Поворот "направо"

Мюррэй Фридман. Неоконсервативная революция: Еврейские интеллектуалы и формирование общественной политики. - Кембридж, 312 стр.

Одним из дел, поборником которых выступал ныне покойный Мюррэй Фридман, чья смерть в мае прошлого года положила конец его продолжительной и плодотворной карьере, было возрождение истинной, может быть уже забытой, разновидности консерватизма, характерной для евреев Америки в прошлом.
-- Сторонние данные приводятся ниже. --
PR #312, opened 2023-02-04
Add support for scancode keyboard input

### LINKED ISSUE #179: Support ScanCode input bindings

Bind to actions based on the scancode sent. These correspond to the semantic values of keys, not just their position on the keyboard.

As a result, these are essential to supporting non-US keyboards (and for text entry).

Add an `InputKind` variant that supports this.

## [Optional] How could this be implemented?

In order to handle this correctly, we'll need to parse the keyboard event streams themselves.

Assigning semantic value is out of scope for a first attempt; ideally this is handled at the winit level: https://github.com/rust-windowing/winit/issues/1904

## Related work

See https://github.com/bevyengine/bevy/issues/2052 and https://github.com/bevyengine/bevy/issues/862 for upstream work in Bevy.

More discussion in winit: https://github.com/rust-windowing/winit/issues/753

### LINKED ISSUE #307: Add support for scan codes

Games often require input keys that should maintain their physical location on the keyboard, regardless of which keyboard layout is used.

The most common example are WASD controls.
On the AZERTY keyboard layout (commonly used in France and Belgium), the W and A keys are at completely different positions, making the movement controls infeasible.
Instead, ZQSD should be used on this layout.

The user should have an option to specify the physical location of the key instead of the logical key output.
Ideally, both formats could be combined freely.

Most likely, `winit`'s [`ScanCode`](https://docs.rs/winit/latest/winit/event/type.ScanCode.html) is the solution here.

However, dealing with these numbers directly makes the code hard to reason about.
We most likely need a nice helper API, which for example allows you to specify the key based on a specific layout (e.g. QWERTY) and the scan code is derived from that.

## Related work

The web has [`KeyboardEvent.code`](https://developer.mozilla.org/en-US/docs/Web/API/KeyboardEvent/code) which provides the physical location of a key based on its position on the QWERTY layout.

TimJentzsch:
Closes #307, closes #179.

This PR adds support for scan code keyboard input, i.e., using the key location instead of the logical key value.
This makes sense when you care about the physical location of the key rather than which letter it represents.

This is an important feature for games, as the classical WASD movement input should have keys that are closely together, in the triangle shape.
When a player uses the French AZERTY keyboard layout instead of the US QWERTY one, the ZQSD keys make more sense (which are on the same position as the WASD keys on the QWERTY layout).

You can now convert a `ScanCode` into `InputKind` to achieve this.
Furthermore, I added a helper enum `QwertyKeyLocation`, which makes it easy to select the correct scan codes based on their keys on the QWERTY keyboard layout.

The classical virtual dpad can now be defined like this:
```rs
VirtualDPad {
    up: QwertyScanCode::W.into(),
    down: QwertyScanCode::S.into(),
    left: QwertyScanCode::A.into(),
    right: QwertyScanCode::D.into(),
},
```

## TODO

- [x] Add missing definitions for `QwertyScanCode` (mostly the Numpad keys).
- [x] Check scan codes on MacOS as they might be different. If they are, we need to create a second definition of `QwertyScanCode` which is selected based on the `target_os`.

## Feedback Wanted

- Do you have better ideas for the naming here? It's kind of confusing now that we have `InputKind::Keyboard` but also `InputKind::KeyLocation`. ~~Also `QwertyKeyLocation` can probably be improved, maybe `QwertyScanCode` makes more sense here?~~ I renamed it to `QwertyScanCode`.
- Proof reading of the values for `QwertyScanCode` is appreciated, as it will be very hard to find errors here after merging.


afonsolage (commented):
I think it would be better to add another example for physical keyboard mapping, since the virtual_dpad example aims to example how to solve a different problem.

Using the new `QueryScanCode` may be confusing for new users.

TimJentzsch:
@afonsolage I reverted the changes to the virtual_dpad example and created a new one. Please let me know if you think this works better :)

TimJentzsch:
I created a mini Bevy app to check which key has which scan code: <https://github.com/TimJentzsch/bevy_scan_code_test>

It looks like the arrow key scan codes are different, I'll have to double check why

afonsolage (approved):

janhohenheim:
Did you verify that this behaves well in WASM? I had some surprises there recently when using `ScanCode`s 😅

TimJentzsch:
Good point, I didn't test that yet.
We should do that before merging

TimJentzsch:
Looks like the values are indeed different for WASM, I found a reference here: <https://developer.mozilla.org/en-US/docs/Web/API/KeyboardEvent/keyCode#value_of_keycode>

There might be some differences on WASM between the OS, which kinda sucks for us since we have the same compile target on WASM for all OS.
But it looks like _most_ keys are the same so it should be fine.

Anyway, time to copy another batch of hex values... :upside_down_face:

TimJentzsch:
@janhohenheim I noticed that for Foxtrot you sampled the scan codes by hand. Do you happen to have a MacOs device with Apple keyboard available for testing?

janhohenheim:
@TimJentzsch if by Apple keyboard you mean the regular keyboard on a MacBook, sure do! How can I help?

TimJentzsch:
@janhohenheim Yes!
Would you be able to run this testing app (<https://github.com/TimJentzsch/bevy_scan_code_test>), press a bunch of keys with the US QWERTY layout active and copy the CLI logs here?
That would be very helpful to verify that I set it up correctly.

Most important would be the following:
- The WASD keys
- The arrow keys
- Tab, CapsLock, Shift, Backspace, Enter, Esc
- The "bottom row" of the keyboard (e.g. Control, Command, Space, etc.)
- The key left to the `1` key and the keys between `0` and Backspace
- Some number keys
- Some numpad keys (if you have it on the keyboard)
- Some function keys
- The key group above the arrow keys (commonly Insert, Delete, etc.)

Thank you very much!

janhohenheim:
On it. For context, this is the US keyboard on macOS:
image
Holding shift:
image
For completeness' sake, here's holding option, but you probably don't care about these.
image

janhohenheim:
Done, made a gist: https://gist.github.com/janhohenheim/76ec639ef658a73dfecef2b50c21ab6c
I cleaned up the output with a little regex for you to have better readability.
I pressed all keys from upper left to bottom right without shift, since pressing shift change neither the keycodes nor scancodes. I'm a bit surprised by this, since I thought the keycode should be different, but eh.
The F11 key is missing because pressing it makes the app lose focus by definition, so it wasn't captured 😄

TimJentzsch:
Thank you very much for this thorough review!

It actually helped me to find a couple of errors:

- The `Enter` value I had was still the one from Windows/Linux, I forgot to update it.
- The value for the `RWin` (right command key) was missing in the list I based the values on.
- My `RAlt` value was duplicated from the `RControl` value, I probably switched up the line there.

But otherwise it seems to match, so that makes me more confident in the bindings :)

TimJentzsch:
Should `QwertyScanCode` be in the prelude?

alice-i-cecile:
> Should `QwertyScanCode` be in the prelude?

Hmm. Sure!

bash:
> But I pinged @bash irl, who has an apple wireless keyboard with a numpad; maybe they can help.

I'll try to run the [bevy_scan_code_test](https://github.com/TimJentzsch/bevy_scan_code_test) thing tomorrow on my Mac keyboard with a numpad and report the results :)

TimJentzsch:
Thank you @bash! This allowed me to catch another error, this whole thing is very prone to typos...

The numpad stuff seems to be correct though, except that I named them differently, because the Windows keys are at different positions (and have a key less).

janhohenheim:
Could the `[VirtualDPad](https://docs.rs/leafwing-input-manager/latest/leafwing_input_manager/axislike/struct.VirtualDPad.html)` also support `ScanCode`s in its convenience methods, i.e. [`wasd`](https://docs.rs/leafwing-input-manager/latest/leafwing_input_manager/axislike/struct.VirtualDPad.html#method.wasd)and [`arrow_keys`](https://docs.rs/leafwing-input-manager/latest/leafwing_input_manager/axislike/struct.VirtualDPad.html#method.arrow_keys)?

alice-i-cecile:
I would like that, but I'm fine to defer it to another PR.

janhohenheim:
I'm using this branch in [Foxtrot](https://github.com/janhohenheim/foxtrot) now, but it is broken on wasm: [live demo](https://github.com/janhohenheim/foxtrot).
As you can see, the mouse movement is picked up correctly, but all keyboard inputs are ignored. This did not happen with the `KeyCode` based code. This behavior is consistent across Windows 10 and macOS using Firefox and Chrome.
The native builds are working as intended. 

For reference, this is how I setup my `InputManagerBundle`: https://github.com/janhohenheim/foxtrot/blob/main/src/player_control/actions.rs#L71

TimJentzsch:
Thanks @janhohenheim for reporting this issue!

This was caused by a dumb copy/paste error which resulted in the macOS configuration being used on WASM.
I think I fixed it now, can you check if it works on Foxtrot?

`VirtualDPad::wasd` also uses scan codes now.
I didn't change the arrow keys, because they should work the same on all keyboard layouts, but I'm open to changing them as well if needed.

janhohenheim:
Cool, I'll check in an hour 🙂 
Minor nitpick: your code calls the target "WASM", but the official capitalization is "Wasm" 😉

TimJentzsch:
I think the last remaining part is figuring out why some of the Windows/Linux scan codes appear to be wrong. At least the ones prefixed by `e0_` seem to be different than the Set 01 spec I found.
Either the scan codes are not actually from Set 01 or I need to pull them from another source.

alice-i-cecile:
Okay, code quality is solid. Going to test this out on my Windows machine and see what I get.

alice-i-cecile:
Windows data for you @TimJentzsch: https://gist.github.com/alice-i-cecile/bc86f697497a44228ab20ced8b463a3c

TimJentzsch:
The Windows keycodes seem to watch what I got.

But it seems like Linux has different bindings, at least on my machine.
For example, I'm getting:

- Left: `0x69`
- Up: `0x67`
- Right: `0x6a`
- Down: `0x6c`

But I couldn't find this combination on the specs I found.
I also checked <http://www.quadibloc.com/comp/scan.htm> which was used for Foxtrot, but it doesn't seem to match the codes that I get.

janhohenheim:
@TimJentzsch I blindly copied values for Linux without testing them, so don't trust those too much 😉

TimJentzsch:
I think I found the Linux values through [this winit PR](https://github.com/rust-windowing/winit/pull/1932), it links to the Linux source directly: <https://github.com/torvalds/linux/blob/master/include/uapi/linux/input-event-codes.h>

From the few values I checked it seems to match up.

janhohenheim:
That has to be the most trustworthy source you could find 😄

alice-i-cecile:
This is as good as we're going to get for an initial impl: merging and shipping.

Трудно было бы представить себе более алогичный проект, поскольку многие американские евреи являются непоколебимыми приверженцами либерализма. Но Фридман, квалифицированный историк, директор среднеатлантического отделения Американского комитета евреев, вице-председатель Комиссии по правам граждан в Америке, а также директор-учредитель Центра Фейнштейна по истории евреев в Америке при университете Темпл, был терпеливым и оптимистичным человеком.
Извлечение американского еврейского консерватизма из глухого забытья не было донкихотством в большей степени, нежели проект Рассела Кирка, воплощенный им полстолетия назад в книге "Консервативное мышление" (1953). В конце концов, к моменту выхода в свет книги Кирка существовала общепринятая точка зрения, что в Америке существует одна интеллектуальная традиция, а именно либерализм, и все что не вписывается в его рамки, есть не что иное, как неисследованные (по язвительной характеристике Лайонеля Триллинга) раздраженные мыслительные эксцессы. Кирк же привел достоверную подоплеку существования совершенно иной совокупности идей и несхожих интеллектуальных и нравственных установок - той американской точки зрения, которая всегда существовала, но которой не хватало средств для самовыражения.
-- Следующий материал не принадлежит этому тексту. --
PR #685, opened 2025-03-28
update to bevy 0.16

slyedoc:
Straight forward upgrade, I added dependencies for bevy_log, and std for bevy::math and transform, not sure thats ideal.


alice-i-cecile (approved):
Awesome, thank you. I'm going to merge this for now, but we should check with Bushrat on the best way to no_std this crate.

PR #688, opened 2025-04-22
Fix warnings

Koranir:
Based on #686 

Fixes the docs indentation error from clippy, and moves the `#[must_use]` attributes on the `{Button,Axis,DualAxis,TripleAxis}Like` implementations to the trait definition itself to fix a warning on nightly versions.


alice-i-cecile (approved):
Thanks, I really appreciate it :)

PR #693, opened 2025-05-01
Fixes #612 and `previous_duration`

### LINKED ISSUE #612: press_duration example does not work
Compiles and runs without crashing but no effect is found.

Serverator:
Fixes #612 and `previous_duration` not working

`flip()` was called two times, both by update and fixed update, erasing the `previous_duration` value in `ButtonData`'s `Timing`. I switched `flip()` check to only use update data to fix it

### DIFF
--- a/src/action_state/mod.rs
+++ b/src/action_state/mod.rs
@@ -793,7 +793,7 @@ impl<A: Actionlike> ActionState<A> {
         let action_data = self.button_data_mut_or_default(action);
 
         #[cfg(feature = "timing")]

Безусловно, не нужно воспринимать книгу Фридмана "Неоконсервативная Революция" как попытку создать еврейскую версию книги Кирка или как еще одну редакцию мифа о небольшой группе еврейских интеллектуалов, которым удалось захватить власть в правительстве Соединенных Штатов. В самом деле, Фридман едва ли заинтересован в анализе сегодняшнего состояния неоконсервативных идей и влияний. Его книга, напротив, является попыткой продемонстрировать тот факт, что еврейские интеллектуалы, активисты и политики весьма способствовали формированию современного американского консерватизма. И поэтому из всего множества центральных событий американской политической и интеллектуальной истории двадцатого столетия (в особенности после второй мировой войны), он предпочитает рассказывать читателю о тех, в которых еврейские деятели сыграли наиболее важную роль.

И хотя объем этого исторического материала значительно превышает потребность читателя в подобной информации, автор достигает своей цели, помогая понять, как еврейские мыслители воспринимали реальную жизнь, а не только события интеллектуального или академического плана. В самом деле, поразительно, насколько часто еврейские деятели фигурируют в истории американского консерватизма. Со времени послевоенных маккартиевских шпионских страстей, учреждения "Национального обозрения" в 1955 году, образования фракции Голдуотера в республиканской партии, обсуждения бесконечных неудач правления Линдсея на посту мэра Нью-Йорка, краха американской внешней политики во Вьетнаме, а также в другие аналогичные моменты недавнего прошлого, еврейские консерваторы не просто неожиданно возникали на политической арене, но и оказывали значительное влияние на развитие событий.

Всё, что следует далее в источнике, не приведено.